There are two aspects of performance, latency and throughput. In this post I will write about the former one.

Let's say you have reports of poor performance affecting multiple virtual machines. You take a look at the virtual machines in question, but everything seems fine. No significant CPU usage, no swapping nor ballooning and almost no disk activity.

ESX host with occasional IO latency spikes
Assuming you are running vSphere you check the performance dashboard of one of the ESX hosts running the VMs.
Does the disk latency graph look like the first graph having occasional spikes way over 30ms?
If so, check other ESX hosts. Are there similar spikes in common with the first ESX host?
In this particular case multiple hosts are effected, so we are almost certainly experiencing a saturation in the storage environment.

Another ESX host probably causing the issue

But before we go on, how much latency will cause issues? The short answer is: it entirely depends on your workload. Lets say you are running a database for a web application on the first ESX host. In addition assume that the normal latency is 5ms, the start page takes 2 seconds to load and requires 5 database queries resulting in 20 synchronous IOs each. With a latency increase of 20ms the web site would require an additional 2 seconds to load, doubling the page load time. This might be Ok for an internal web application and a short duration of time, but imagine a public web site with the spikes of the first graph. The web page would take over 10 seconds to load.

Now back on topic, how do we solve the issue? The graph from the second ESX host is typical for batch jobs like backup or database imports/exports. Those jobs tend to run as fast as possible so using a faster disk array will only shorten the duration of side effects but will not solve it, as long as the disk array is the slowest part in the equation.
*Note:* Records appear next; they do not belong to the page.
PR #645, opened 2016-11-11
install capistrano-sidekiq

### LINKED ISSUE #641: add capistrano-sidekiq
example in exhibits;  not clear what it does yet or if we need it.

jmartin-sul:
in the little testing i did, i was able to successfully stop, start, and restart sidekiq (on dev from my laptop) using the capistrano tasks.

the second commit is not strictly related to the capistrano-sidekiq stuff, but my rails server was crashing without the change when i tried to start it, since `config/environments/development.rb` expects it to be set.  seemed like it wasn't worth a separate PR, but happy to split out if people would prefer.

@tingulfsen?

closes #641

### DIFF
--- a/Capfile
+++ b/Capfile
@@ -25,6 +25,7 @@ require 'dlss/capistrano'
 require 'capistrano/passenger'
 require 'capistrano/honeybadger'
 require 'capistrano/shared_configs'
+require 'capistrano/sidekiq'
 
 # Load custom tasks from `lib/capistrano/tasks` if you have any defined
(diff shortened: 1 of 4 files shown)


jmartin-sul:
i didn't end up adding `require 'capistrano/sidekiq/monit'` to `Capfile`, because running those tasks gave me errors when i did, and because i assumed the web UI would give us the monitoring we're interested in.  exhibits didn't set it up either, AFAICT.

Issue #630, opened 2016-11-05
Add sidekiq-statistic


tingulfsen:
[Sidekiq-statistic](https://github.com/davydovanton/sidekiq-statistic) provides additional display of stats for Sidekiq. We should consider adding this to Requests as an additional monitoring/debugging tool.

ndushay:
included as part of #629;  it was simply a matter of adding the gem to the Gemfile.

PR #646, opened 2016-11-11
set up /sidekiq route to web view, and ensure it's only avail to superusers

### LINKED ISSUE #629: Set up the Sidekiq web UI
Our chosen background processing framework - Sidekiq - comes with a rather nice [web application/UI](https://github.com/mperham/sidekiq/wiki/Monitoring) that displays statistics and statuses.

We should consider setting this up for Requests.

I suppose one issue would be who (what user level) gets to access this page?

ndushay:
closes #629

note that sidekiq-statistics is in (#630) because the sidekiq page has a statistics heading to the far right

# Before (logged in as superadmin)
before sidekiq

# After (logged in as superadmin)
## Home page
after sidekiq home page

## Followed link
note that sidekiq-statistics heading to the far right

after sidekiq page

# After (not logged in), going directly to route
after sidekiq not authorized


ndushay:
that refactor is thanks to Jessie.  I was stymied.

config/routes.rb
```diff
@@ -6,12 +6,17 @@
   # You can have the root of your site routed with "root"
   root 'home#show'
 
+  require 'sidekiq/web'
+  require 'sidekiq_constraint'
+  Sidekiq::Web.set :session_secret, Rails.application.secrets[:secret_key_base]
```
ndushay: I did what they did in exhibits.  What say you, @jkeck ?

jkeck: It seems to be what the sidekiq folks suggest (setting the session_secret in the routes).  I'm guessing because it has something to do with how the context in which the rack app is loaded and mounted vs. how the parent rails app is initialized (which is where `config/initializers` comes into play).  I think we shoulkd keep it as-is.

jmartin-sul: 👍

PR #656, opened 2016-11-15
Changes to the success and status pages for background jobs

### LINKED ISSUE #585: Change text on success page for move to background workers
The success page (where a user gets sent right after submitting their request) will need the text changes since the actual status of the request will be available via email and the status page.

We should not block work on getting background workers setup on this, but will want to get them deployed together.

jkeck:
Closes #585 

## Page after request is submitted
success

## Status page for pending request
pending-status

## Success page while items are being approved
mixed-results


config/locales/en.yml
```diff
@@ -97,8 +111,8 @@ en:
   requests:
     success:
       email_notification:
-        proxy: "(We've sent a copy of this request to your email and to the designated notification address.)"
-        default: "(We've sent a copy of this request to your email.)"
+        proxy: "We'll send an email to you and to the designated notification address when processing is complete."
+        default: "We'll send you an email when processing in complete."
```
jmartin-sul: `is complete`?  if so, appears to have been copy/pasted into some tests (which is actually how i noticed it).

jkeck: Good catch.  Thanks, I have updated that.

app/views/requests/success.html.erb
```diff
@@ -1,40 +1,25 @@
...
-  <% if current_request.is_a?(MediatedPage) || current_request.symphony_response.success? %>
-    <dl class='dl-horizontal dl-invert'>
-      <dt class='sr-only'><%= current_request.class.human_attribute_name :user %></dt>
-      <% unless current_request.user.library_id_user? %>
-        <dd>
-          <span class="requested-by"><%= current_request.user.to_email_string %></span>
-        </dd>
-      <% end %>
+  <h1 id='dialogTitle'>
+    <span class="sul-i-check-2" aria-hidden="true"></span> We've received your request
```
jkeck: Yes, the span simply provides the icon and the text is to the right of the icon.

jkeck:
I have found myself getting away from putting things in `lib` as I have found it can cause more confusion than creating a clean delineation of what should go in `lib` vs. what should go in `app/models`.

If you can't live with this in `app/models` I'm happy to move it.

ndushay:
I just was wondering if general practice had changed;  I can live with it where it is.  It's by no means the only class in `app/models` with that status.

PR #660, opened 2016-11-16
disable the "Approve" button when it's clicked to approve a mediated request, re-enable the button if the approval fails

### LINKED ISSUE #603: Disable Approve button while waiting for ajax request to respond
- [ ] Disable the button (similarly to how it is disabled when the ajax requests responds).
- [ ] Re-enable the button if the ajax response comes back as an error.

jmartin-sul:
* item_approval.js:  add disableElement and enableElement methods, call on attempted approval and approval failure, respectively.
* mediation_table_spec.rb:  confirm that "Approve" button is in correct enabled/disabled state after it's clicked.
* item_approval_spec.js:  unit tests for enableElement and disableElement methods

closes #603

### DIFF
--- a/app/assets/javascripts/item_approval.js
+++ b/app/assets/javascripts/item_approval.js
@@ -31,6 +31,8 @@ var itemApproval = (function() {
     approveItem: function(item) {
       var _this = this;
       var url = item.data('item-approval-url');
+
+      _this.disableElement(item);
       $.ajax(url).success(function(data) {
          _this.markRowAsApproved(item);
          _this.updateApproverInformation(item, data);
@@ -41,7 +43,16 @@ var itemApproval = (function() {
            _this.markRowAsError(item);
          }
          _this.addHoldingsLevelAlert(item, data);
+         _this.enableElement(item);
        });
+    },
+
+    disableElement: function(elt) {
+      elt.attr('disabled', 'disabled');
+    },
+
+    enableElement: function(elt) {
+      elt.removeAttr('disabled');
     },
 
     markRowAsApproved: function(item) {
--- a/spec/features/mediation_table_spec.rb
+++ b/spec/features/mediation_table_spec.rb
@@ -117,6 +117,7 @@ describe 'Mediation table', js: true do
           end
           expect(page).to have_css('tr.approved')
           expect(page).to have_css('td button', text: 'Approved')
+          expect(page).to have_button('Approve', disabled: true)
 
           within(first('tr')) do
             expect(page).to have_css('td', text: 'Added to pick list', visible: true)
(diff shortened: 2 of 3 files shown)


spec/features/mediation_table_spec.rb
```diff
@@ -197,6 +200,8 @@
         within('tbody td table tbody') do
           within(all('tr').last) do
             click_button('Approve')
+            expect(page).to have_button('Approve')
+            expect(page).to_not have_button('Approve', disabled: true)
```
jmartin-sul: since the `disabled` attribute is removed to re-enable the button, i couldn't check for `disabled: false`, and instead checked for the presence of the button and the absence of the attribute.  originally, i did try checking `disabled: false`, since the attribute value in the HTML is actually set to `disabled`, and not a boolean value, but that caused a test failure, whereas this approach didn't, and manual testing indicated that re-enabling worked fine.

spec/javascripts/item_approval_spec.js
```diff
@@ -46,4 +46,20 @@ describe('Item Approval', function() {
...
+      expect(lastButton.prop('disabled')).toBe(true);
+    })
+  });
+
+  describe('enableElement()', function() {
+    it('removes the disabled attr from the button', function() {
+      var lastButton = $('button:last');
+      itemApproval.enableElement(lastButton);
+      expect(lastButton.prop('disabled')).toBe(false);
+    })
```
jmartin-sul: teaspoon, however, always gives you the disabled status as a boolean, even if the attribute is no longer present.

app/assets/javascripts/item_approval.js
```diff
@@ -39,11 +41,20 @@ var itemApproval = (function() {
          if (data.responseJSON) {
            _this.addItemErrorInformation(item, data.responseJSON);
            _this.markRowAsError(item);
+           _this.enableElement(item);
```
jkeck: I wonder if we should enable the button regardless of if we get `responseJSON`.

spec/features/mediation_table_spec.rb
jkeck: One thought is we could find the button in the page (using `find` or `all` with a css selector) and then make assertions on the `disabled` attribute itself.  I have used this strategy when testing for `disabled` elements in the past as it can be kind of a PITA.

I would say only if you think it's worth it to be more explicit about what we're testing.  Otherwise, perhaps a brief comment in here explaining what this is actually asserting.

app/assets/javascripts/item_approval.js
jmartin-sul: ah, yeah, probably.  should i go ahead and change that?

jmartin-sul:
@jkeck: pushed with suggested changes, ready for re-review...

jmartin-sul:
added `wait_for_ajax` before the two button checks that were failing under ruby 2.2.1, and travis seems to be happy again.

PR #1191, opened 2021-07-21
Refactor LibraryLocation class to extract a new `RequestAbility` class

cbeer:
This PR extracts some non-location information out of the `LibraryLocation` class, where additional behaviors seem to have accumulated over the years. Before starting to apply re-opening rules, it seemed like a good opportunity to clarify some of these components.

There are 3 major changes:
- extracting some of the business logic into YAML configuration
- extracting the `LocationRules` and `RequestAbility` classes to evaluate what types of requests can be made for a given library/location/item_type/etc
- cleaning up some loose ends in order to re-focus `LibraryLocation` on location-specific data accessors.

For slightly easier reviewability, I've left the original tests for the different types of requests intact (with a little mechanical transformation to use consistent naming, etc). Possible follow-up would be to move some/all of those tests onto `LocationRules`/`RequestAbility`.


mjgiarlo (approved):
Nice change!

So, in this case the issue is not having two ESX hosts with high latency IOs, but having one virtual machine on one host starving all other in machines in the cluster. This issue is known as the noisy neighbor problem.

A manual approach would be to isolate those bursty workloads on separate disks and in a separate datastore. Doing this easily becomes time consuming and cumbersome, especially in large environments. If you have vSphere 4.1 or higher and have, or can afford Enterprise Plus Licenses there is an easier solution: Storage IO Control or SIOC for short. It will distribute the available IO capacity fairly among all virtual machines as soon as the latency on a datastore passes a configured threshold and therefore preventing a noisy neighbor from severely affecting other virtual machines running from the same datastore.

hth someone,
/jr

Thursday, January 19, 2012

QoS, vSphere SIOC and Shared Disk Pools

In the last post I wrote about disk latency and how to detect them. Today I want to build on that.

Imagine an urgently called meeting where somebody says one of these:
  • »We have to run this on dedicated hardware, we need more performance«
  • »Customers are complaining about occasional slow response times, this app does not seem to work with insert-your-favorite-hypervisor-here«
Having a déjà vu reading this? Many people still think that critical or heavy workloads are not suited for virtual environments. But why is that so? Probably bad experiences while trying to virtualize something. While I am huge fan of virtualization I have to admit that I made similar experiences in the last years. Slow databases, unresponsive user interfaces, even application errors not happening on dedicated hardware were witnessed by me.
Those experiences are in direct contrast to vendor benchmarks like these, virtualization overhead analysis like this one or a study like this. In most of the analyzed performance issues by me the gap between almost native speed vs. witnessed unusable applications was caused by issues in the storage environment. The reason for that is simple: It is the weakest link in the virtual chain (i.e. the slowest component). In a dedicated setup like a vBlock you can easily detect issues, but how about large shared SAN infrastructures? Before I go into details some background details about VMware and todays storage arrays. If you are running another hypervisor hang on, most of what I write still applies, but the solution is different.
    
VMware added a pretty neat feature to vSphere 4.1 called Storage IO Control or SIOC for short. It distributes the available IO capacity fairly in case of a congestion (i.e. increased IO latency). I do not go into the gory details, so if you are interested I recommend this paper. In short SIOC distributes the available IO capacity to the VMs depending on their shares. A VM with 10% of the total shares will get at least 10% of the total capacity. Shares were available before 4.1, but with SIOC the mechanism works across all ESX hosts sharing a datastore (i.e. running in the same cluster). In addition SIOC does nothing as long as the storage array (or the path to it) does not get saturated. So less prioritized VMs can consume more IOs as long as other VMs do not need them.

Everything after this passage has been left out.